One other issue that I think I need to address. I know I've been guilty of it myself from time to time, but one thing that I've tried really hard to stay away from is rewarding my child for eating well. You know what I speak of- the "if you eat four more bites of beans you can have dessert" routine. I confess that line does come out from time to time. But the reward for eating a good and healthy dinner should not be junk food. Yes, dessert from time to time, but even Zander understands that when he eats healthy food it helps him grow big and strong. He will ask for a glass of milk, drink a portion of it and then come to me to measure his muscles. Then he'll dash back to his cup, drink some more, and then measure his muscles again. By the time he's finished his milk, he's convinced that he's much stronger than he was before. In our house, dessert is a part of the meal. Even if they don't eat much at all for dinner, they are still offered a slice of pie or a piece of cake. I think it's building a solid foundation that food is not a reward system- that sweets can be a part of a healthy diet from time to time.

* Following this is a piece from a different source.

PR #60, opened 2025-08-13
Move old unit test into a legacy folder

furtib:
Why: We want to reorder our tests, and as a first step, we want to move the old tests to a legacy folder, so we can go forward with adding new tests to the suite.

What:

What else can I say. It works. It's paying off- as I watched my son polish off his meatloaf the other night, I knew I was doing something right. Or when we walk through the grocery store and the kids are begging for fruit and vegetables instead of candy. When my children choose Lo Mein noodles laden with vegetables over a chicken nugget happy meal I know I'm doing something right, and I can only look forward to the days ahead when we can truly do some food exploration together as a family.